PR #3003, opened 2026-07-06
OAK-12298: SystemPropertySupplier: allow to signal that property is not present (implies default value)

reschke:
…t present (implies default value)

### DIFF
--- a/oak-commons/src/main/java/org/apache/jackrabbit/oak/commons/properties/SystemPropertySupplier.java
+++ b/oak-commons/src/main/java/org/apache/jackrabbit/oak/commons/properties/SystemPropertySupplier.java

○ ○ ○ ○

Aim of the task:
Every line that holds the string "implies" must be copied from the records above.

Completed task:
OAK-12298: SystemPropertySupplier: allow to signal that property is not present (implies default value)
…t present (implies default value)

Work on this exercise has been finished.